Me miró ceñudo, enfadado, como si lo hubiese cogido en un desliz y gruñó: «Un cargo que me he impuesto a mí mismo. Creo sinceramente que un hombre debe experimentar una guerra, o al menos una batalla, durante su vida. Porque, si sobrevive, todos los sabores de la vida vendrán a ser más ricos y más queridos. ¡Y ya basta! Espero verte mañana al atardecer en el campo, como de costumbre».

Entonces me fui y volví a ir a los ejercicios y lecciones de combate en los días y meses que siguieron. No sabía lo que el destino me reservaría, pero sí sabía una cosa. Si iba a ser destinado a alguna obligación indeseable había sólo dos medios para evadirla: o demostrando ser incapaz de realizarla o mostrándome demasiado inteligente para eso. Y como los buenos escribanos, por lo menos, no somos cizaña para ser abatida por la obsidiana, mientras asistía sin quejas a las dos Casas de Modales y de Fuerza, en privado seguía trabajando más intensa y fervientemente para descifrar los secretos del arte de conocer las palabras.
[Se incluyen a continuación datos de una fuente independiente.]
Issue #623, opened 2026-02-06
epic: Identify Emerging Agentic Deployment Patterns


kellyaa:
### Problem

Identify, structure, and prioritize emerging agentic deployment patterns to establish a shared understanding of which patterns matter most for Kagenti and why. This work focuses on discovery, synthesis, and decision-making, producing clear artifacts that reduce ambiguity and set up downstream pilot and implementation work.

### design

Document emerging agentic deployment patterns observed across user needs, early adopter experiments, and platform exploration. Organize these patterns along a set of dimensions—used as an analytical lens rather than a fixed taxonomy. Some preliminary examples of such dimensions of deployment patterns:

- Agent kickoff driver (human-, event-, or agent-initiated; role-based vs. delegated identity)
- Stateful vs. stateless execution
- Short-running vs. long-running agents (including checkpointing and recovery considerations)
- Synchronous vs. asynchronous interactions
- Single-tenant vs. multi-tenant execution
- Tool authentication models (vaulted credentials vs. dynamic OAuth flows)
- Single-agent vs. multi-agent coordination (e.g., A2A / MCP-style)
- Deployment topology (single container, multi-container, or driver + ephemeral sandbox execution)

Define a prioritization rubric that evaluates patterns based on impact, feasibility, differentiation, and alignment with Kagenti’s platform strengths. Apply this rubric to the documented patterns to select the most high priority deployment patterns for pilot exploration.

### Goals and non-goals

Goals:
- A clearly documented and prioritized set of emerging agentic deployment patterns
- A shared evaluative framework for comparing them
- A justified selection of pilot pattern candidates that directly enables downstream implementation and validation work.

Non Goals:
- Running any of these new patterns/agents in Kagenti -- Just yet. That will be handled by future epics.

### Success criteria

- Deployment patterns documented and organized along agreed dimensions
- Prioritization rubric defined and reviewed
- Patterns scored using the rubric
- Potential pilot deployment patterns selected with decision rationale captured

### Stories to be associated with this epic

- [ ] [Survey and document emerging agentic deployment patterns](https://github.com/kagenti/kagenti/issues/1136)
- [ ] Define prioritization rubric for deployment patterns
- [ ] Apply rubric and select 3 pilot patterns

PR #840, opened 2026-03-05
docs: Kagenti Use Case Types

### LINKED ISSUE #789: feature: Collect and categorize authorization and policy use cases
## Summary

Build and maintain a structured, categorized catalog of Kagenti authorization and policy use-cases to drive prioritization and design decisions.

## Categories

- Identity Provider (IdP) agnosticism and delegation at scale
- Fine-grained authorization: scope-based, attribute based access control (ABAC), relationship based access control (ReBAC), data aware access control.
- User-managed access and consent workflows
- Asynchronous and multi-party authorization
- Workload-attribute-aware policy checks
- Continuous authorization for long-running agents
- Cross-layer observability and auditability

## Deliverables

- A use-case matrix with persona, scenario, policy requirements, and success criteria
- Topic-based grouping and prioritization guidance
- Traceability from use-cases to feature tracks under the epic
- Review identity and authorization requirements for different [agent categories](https://github.com/kagenti/kagenti/blob/main/docs/use-case-types.md) 

Parent Epic: #787

davidhadas:
## Summary
Adding use case types to Kagenti documentation
Fixes #789

### DIFF
--- a/docs/use-case-types.md
+++ b/docs/use-case-types.md
@@ -1,0 +1,55 @@
+# Kagenti Use Cases 
+Kagenti supports deploying and orchestrating multiple categories of AI‑driven use cases. Each category reflects a distinct operational model and security posture, and Kagenti’s system design aims to support all of them.
+
+1. Knowledge & Analysis Insight Service​
+2. User-Authorized Synchronous Task Assistant ​
+3. User-Authorized Asynchronous Task Assistant​
+4. Continuous Monitoring & Automated Response Service ​
+5. Event‑Driven Automation Workflow​
+
+Kagenti’s system and security architecture is designed to accommodate the requirements and constraints of each use‑case type.
+
+## 1. Knowledge & Analysis Insight Service​
+
+A read‑only system that retrieves, synthesizes, and analyzes organizational content to deliver evidence‑backed, cited insights without taking external actions. ​
+
+Examples of use cases:
+- A compliance assistant that summarizes relevant policy sections and cites authoritative documents.
+- A technical support knowledge explorer that retrieves past resolutions and highlights the most likely fix.
+- A financial analysis assistant that reviews quarterly reports and produces a cited summary of trends.
+
+## 2. User-Authorized Synchronous Task Assistant ​
+
+A real‑time, session‑bound assistant that performs actions on the user’s behalf using their permissions, without retaining state after the session ends. ​
+
+Examples of use cases:
+- Creating a pull request in GitHub when the user asks for it.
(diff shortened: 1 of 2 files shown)


kellyaa:
Hi @davidhadas ! Thanks for raising this. You are certainly right that we need a documented set of uses cases and their workload deployment implications - We have [an epic](https://github.com/kagenti/kagenti/issues/623) in progress for this. My thought is it's best to ensure we have a well tested scenario for each use case before documenting them here. My suggestion is to hold off on this PR right now. I have some internal drafts on this that I will move out into the open this week for collaboration.

docs/use-case-types.md
```diff
@@ -0,0 +1,55 @@
...
+
+1. Knowledge & Analysis Insight Service​
+2. User-Authorized Synchronous Task Assistant ​
+3. User-Authorized Asynchronous Task Assistant​
+4. Continuous Monitoring & Automated Response Service ​
+5. Event‑Driven Automation Workflow​
+
+Kagenti’s system and security architecture is designed to accommodate the requirements and constraints of each use‑case type.
+
+## 1. Knowledge & Analysis Insight Service​
```
maia-iyer, line 12: On the security side, I'm not sure that this use case can't fit squarely within one of the other categories

davidhadas: This use case type is a synchronous service allowing a user to derive information from data sources. It is the use case where RAG was originally introduced for - where you have lots of data accumulated in the organization and you want to service that can understand such data and make sense in it and answer questions from users. 

@matoushavlena suggested this category when discussing agent Archtypes and I added it to the list since it seems indeed very different from other use case types on this list. 

Note that this service it is not "User-Authorized". It does not access (either read or write) user specific data, does not perform any task on behalf of a user. This means that from a security perspective, it may have a very different posture. You can think of guests coming in to ask tech support questions or potential customers  asking about product features. There is no need for consent. There is no delegation of authority needed. Security wise we would need to analyze this very differently from the way we analyze  "User-Authorized Synchronous Task Assistant". 

@maia-iyer, this list is meant to help us steer the discussion​ on what mechanisms are needed in Kagenti - asking how do we support the deployment of typical agents in each type - so your comment is spot on as for what we need to do next. 

I expect that when we encounter and introduce real use cases, we will be able to map them to these 5 types/classes/categories/archtypes (whatever we choose to call them) - and when we identify a new use case type/class/category/archtype we will be able to come back here, add it and ask the question about the system and security design we need to have to support it compared to other types.

Alan-Cha (approved):

pdettori (approved):
/lgtm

Haría el gesto de besar la tierra, Su Ilustrísima, si todavía se observara esa costumbre. En su lugar, enderezaré simplemente mis viejos huesos para levantarme en señal de saludo, tal como lo hacen sus frailes.

Es un honor tener de nuevo la graciosa presencia de Su Ilustrísima entre nuestro pequeño grupo y oírle decir que ha leído mi historia en las páginas recolectadas ya hace tiempo. Sin embargo, Su Ilustrísima busca ciertas respuestas a algunos sucesos anotados allí y debo confesar que sus preguntas me hacen bajar los párpados embarazosamente, aun con cierta vergüenza.

Sí, Su Ilustrísima, mi hermana y yo continuamos gozándonos mutuamente, durante todas las ocasiones que tuvimos en esos años de nuestro desarrollo, como ya lo dije hace poco. Sí, Su Ilustrísima, nosotros sabíamos que pecábamos.

Probablemente Tzitzitlini lo sabía desde el principio, pero como yo era más joven, me vine a dar cuenta gradualmente de que lo que estábamos haciendo era incorrecto. A través de los años, he ido comprendiendo que siempre nuestras mujeres conocen más acerca de los misterios del sexo y adquieren ese conocimiento antes que cualquier hombre. Sospecho que lo mismo sucede con las mujeres de todas las razas, incluyendo las suyas. Pues desde muy jóvenes se inclinan a susurrar entre ellas y a intercambiar secretos relativos a sus cuerpos y a los cuerpos de los hombres, y se juntan con las viudas y las viejas alcahuetas, quienes —quizá porque ya se les secaron sus jugos hace mucho tiempo— están regocijada y maliciosamente ansiosas de instruir a las doncellas jóvenes en las artes mujeriles de la astucia, las trampas y la impostura.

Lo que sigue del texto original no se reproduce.